● **YOUR TASK**:
Locate, in the data below, the line that contains "# Pull Request" and the line that contains "- Storybook has"; reproduce exactly those two lines and every line between them, nothing more.

● **EXTRACTED RECORDS**:
Issue #304, opened 2024-02-05
docs: 📚 improve top level storybook documentation


klaarseSICKAG:
# Description

As a user of synergy I want to have a quick overview of what to expect from Synergy and what I can do with it.

# Rationale

Currently the user is confronted with a very short introduction and a huge presentation. Most users do not want to click through a presentation (which might also contain unneeded information, long loading times, password needed, no search support) to get the information they like.
On the other hand, the current introduction doesn't contain enough information to get the full picture.

# Acceptance criteria
The Storybook Start page ...
- [x]  ... includes an easy to use navigation that points users to the following entry points: Wrapper Packages (Angular, React, Vue), Vanilla Package. Each of those navigation items should show the Icon of the framework to make it easier to find.
- [x] ... includes a **more prominent link** to GitHub (this was often requested when talking with stakeholders)
- [x] ... includes a link to the figma board

PR #334, opened 2024-02-21
feat: ✨ Add utility classes for typography

### LINKED ISSUE #269: feat: ✨ Add utility classes for typography

# Story

As a user of the Synergy Design System, I would like to use typographic styles for headline and body text in a easy way so that my product uses the generally valid styles.

Figma branch: https://www.figma.com/file/bZFqk9urD3NlghGUKrkKCR/branch/4oqUjJbgNpMsX7fqfgOMyl/Synergy-Digital-Design-System?type=design&node-id=104%3A235&mode=design&t=LdKsFz2sUGWhh0kP-1

# Acceptance criteria

- [x] check the generated tokens from branch feat/add-text-styles from Figma
- [x] Create a new package with the name that fit future usecases
- [x] Create classes instead of tokens synchronization
- [x] Create documentation in Storybook (e.g. Readme, Changelog, Story for all typographic items) 
- [x] Use typography for Storybook stories
- [x] Offer a css file for basic styling
- [ ] Make sure to offer a singular css token for each font size that does **NOT** include font-weight, but makes sure that current variables are utilized correctly. See below for details:

## Token structure

Given the following JSON:

```json
  "body": {
    "x-small": {
      "regular": {
        "value": {
          "fontFamily": "{font.sans}",
          "fontWeight": "{font-weight.normal}",
          "fontSize": "{font-size.x-small}",
          "lineHeight": "{line-height.normal}"
        },
        "type": "typography"
      }
    }
  }
```

the following token should be created:

```css
:root {
  --syn-body-x-small: var(--syn-font-size-x-small)/var(--syn-line-height-normal) var(--syn-font-sans);
}
```

schilchSICKAG:
# Pull Request

## 📖 Description

This PR provides a new utility package `@synergy-design-system/styles` based on the ideas and feedback gathered at https://github.com/orgs/synergy-design-system/discussions/278.

The new package provides the following features:

- High-Level CSS Outputs (see Storybook for when to use which, Feedback for the README is highly anticipated)
- Low level modules (e.g. for forms only) 

### 🎫 Issues

Closes #269.

## 👩‍💻 Reviewer Notes

Please have a look at storybook in this branch. The version in this branch should show multiple new items:

- `Packages/Tokens` shows the CHANGELOG and README files, as with our other packages
- `Tokens/Typography` Shows the underlying typographic styles for body copy and headlines
- `Styles/Forms` Shows the usage of form based helper classes
- `Styles/Typography` shows how to use the typographic utilities
- Storybook has been updated to NOT use the low level tokens anymore, but uses the "all.css" theme.

Please also have a look at the modules code and how the modules are structured. Are there any more changes needed? Are the output targets aptly named? Is the documentation satisfying? For example, I also would like to add a decision page in Storybook somewhere that shows when to use the tokens and when to use the styles. Do you have any suggestions for this (e.g. where to place?). Also, what does that mean for the READMEs of Wrappers and Components (currently, we are telling people to install `@synergy-design-system/tokens`, but this now has the possibility to use `@synergy-design-system/styles` instead. How do we make it clear when to use which?

## ✅ DoD


.vscode/settings.json
```diff
@@ -12,6 +12,7 @@
     "packages/_private/stylelint-config-syn",
     "packages/assets",
     "packages/components",
+    "packages/css",
```
kirchsuSICKAG, line 15: should be `packages/styles`

```suggestion
    "packages/styles",
```

packages/styles/src/modules/index.css
```diff
@@ -0,0 +1,11 @@
+/**
+ * This file holds all import for utility functions
```
kirchsuSICKAG, line 2: typo

```suggestion
 * This file holds all imports for utility functions
```

packages/styles/src/modules/typography.css
```diff
@@ -0,0 +1,90 @@
...
+ * May be combined with weight classes defined above
+ */
+.syn-body-small {
+  font: var(--syn-body-small-regular);
+}
+
+/**
+ * Utility class for setting a medium body copy font style
+ * This is the default style for elements for synergy applications
+ * May be combined with weight classes defined above
```
kirchsuSICKAG, line 24: The weight classes are defined below:

```suggestion
 * May be combined with weight classes defined below
```

packages/styles/src/modules/typography.css
```diff
@@ -0,0 +1,90 @@
...
+ */
+.syn-body-medium {
+  font: var(--syn-body-medium-regular);
+}
+
+/**
+ * Utility class for setting a large body copy font style
+ * May be combined with weight classes defined above
```
kirchsuSICKAG, line 32: The weight classes are defined below:

```suggestion
 * May be combined with weight classes defined below
```

packages/styles/README.md
```diff
@@ -0,0 +1,37 @@
+# @synergy-design-system/styles
+
+This packages provides utility classes and basic document stylings intended for **new applications and websites** using `@synergy-design-system/components` or one of its derived wrapper packages.
```
kirchsuSICKAG, line 3: Typo

```suggestion
This package provides utility classes and basic document stylings intended for **new applications and websites** using `@synergy-design-system/components` or one of its derived wrapper packages.
```

kirchsuSICKAG:
For me I can't see any difference between our semi-bold and bold token (see pic).
Semi-bold is 600 and bold 700. Is this right?

image

packages/docs/stories/styles/typography.stories.ts
kirchsuSICKAG, line 1: Stories for the weight classes are missing

packages/docs/stories/tokens/Typography.stories.mdx
```diff
@@ -0,0 +1,100 @@
...
+      <th>SCSS Token</th>
+      <th>JS Token</th>
+    </tr>
+  </thead>
+  <tbody>
+    {[
+      'SynBody-X-SmallRegular',
+      'SynBody-Small-Regular',
+      'SynBody-Medium-Regular',
+      'SynBody-Large-Regular',
```
kirchsuSICKAG, line 84: I would not only add the regular body tokens here but also the semibold (e.g. --syn-body-x-small-semibold) and bold ones. Otherwise its hard for the users to know how they are called if they want to use them.

kirchsuSICKAG (changes requested):

packages/docs/stories/tokens/Typography.stories.mdx
schilchSICKAG: I already had a discussion with @mariohamann on this. We opted to just provide the default ones and also add support for utility classes (`syn-weight-*`) for this to use. This is also made clearer in the story for the typography utility classes. Unfortunately, we are not able to strip the semibold / bold things out of the stylesheet in an easy way, so technically they will be there, but not documented.

kirchsuSICKAG:
> Please also have a look at the modules code and how the modules are structured. Are there any more changes needed? Are the output targets aptly named?

I ask myself if we really want to separate outputs and modules. I don`t really like, that the user has to do something like 
`import @synergy-design-system/styles/src/modules/body.css`
Maybe it would be enough to also let the modules folder be generated into the `dist`. So that we have an `outputs` and `modules` folder. With this we would get rid of the **src** at least in the import statement

Everything else (naming, etc seems fine for me)

kirchsuSICKAG:
> Is the documentation satisfying? For example, I also would like to add a decision page in Storybook somewhere that shows when to use the tokens and when to use the styles. Do you have any suggestions for this (e.g. where to place?)

Maybe we could either do a new file on the same level like the `Welcome` page called something like `Recommendations` or if there will be much more in the future maybe a whole new title with `Recommendations` and multiple files under it. 
Or maybe a naming like `Best practices`

schilchSICKAG:
> > Please also have a look at the modules code and how the modules are structured. Are there any more changes needed? Are the output targets aptly named?
> 
> I ask myself if we really want to separate outputs and modules. I don`t really like, that the user has to do something like `import @synergy-design-system/styles/src/modules/body.css`Maybe it would be enough to also let the modules folder be generated into the`dist`. So that we have an `outputs`and`modules` folder. With this we would get rid of the **src** at least in the import statement
> 
> Everything else (naming, etc seems fine for me)

The user will have the following possibilities:

### Include one of the output targets directly. This can be done by loading, e.g in vite:

```typescript
// Full support with all output modules.
// This would be the recommended import way as you get everything
// Only working for systems that support package.json exports map!
import '@synergy-design-system/styles'; // Will load styles/dist/all.css
import '@synergy-design-system/styles/css/all.css'; // Explicit, with dark/light
import '@synergy-design-system/styles/css/all-with-auto-theme.css'; // Explicit, with auto theme
```

### Mix and match what you want

This can be used if you for example just want the fouc styles, but not typo

```typescript
import '@synergy-design-system/src/modules/fouc.css'; // I only want fouc prevention
```

The `src` folder is part of the bundle, so basically we are letting the user decide, with a strong opinion on our side to use the generated output bundles.

schilchSICKAG:
> For me I can't see any difference between our semi-bold and bold token (see pic). Semi-bold is 600 and bold 700 (also in Figma). Is this right?
> 
> image
> 
> In Figma a difference can be seen: image

This seems to be an issue with your locally loaded font. If it does not support different font-weights, it will fall back to the commonly used one. On MacOS based systems, you will see the difference.

kirchsuSICKAG:
> The src folder is part of the bundle, so basically we are letting the user decide, with a strong opinion on our side to use the generated output bundles

yes, i just don't like the `src` in the import statement there. But we want to try to influence the user by this it's fine for me ^^

schilchSICKAG:
> > Is the documentation satisfying? For example, I also would like to add a decision page in Storybook somewhere that shows when to use the tokens and when to use the styles. Do you have any suggestions for this (e.g. where to place?)
> 
> Maybe we could either do a new file on the same level like the `Welcome` page called something like `Recommendations` or if there will be much more in the future maybe a whole new title with `Recommendations` and multiple files under it. Or maybe a naming like `Best practices`

Yes, I also thought about something like adding something like "basic setup instructions" for new project. This would also come in handy when we adjust the start page as described in #304? Giving some basic examples would really be good. Basically, you just don´t need to `@synergy-design-system/tokens` package at all for most projects. It is only needed when creating custom themes for frameworks (e.g. when using material ui react wrapper). In most cases, you should be fine using the variables, that in turn come from `@synergy-design-system/styles`.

● **ANSWER FOR THIS EXERCISE**:
# Pull Request

## 📖 Description

This PR provides a new utility package `@synergy-design-system/styles` based on the ideas and feedback gathered at https://github.com/orgs/synergy-design-system/discussions/278.

The new package provides the following features:

- High-Level CSS Outputs (see Storybook for when to use which, Feedback for the README is highly anticipated)
- Low level modules (e.g. for forms only) 

### 🎫 Issues

Closes #269.

## 👩‍💻 Reviewer Notes

Please have a look at storybook in this branch. The version in this branch should show multiple new items:

- `Packages/Tokens` shows the CHANGELOG and README files, as with our other packages
- `Tokens/Typography` Shows the underlying typographic styles for body copy and headlines
- `Styles/Forms` Shows the usage of form based helper classes
- `Styles/Typography` shows how to use the typographic utilities
- Storybook has been updated to NOT use the low level tokens anymore, but uses the "all.css" theme.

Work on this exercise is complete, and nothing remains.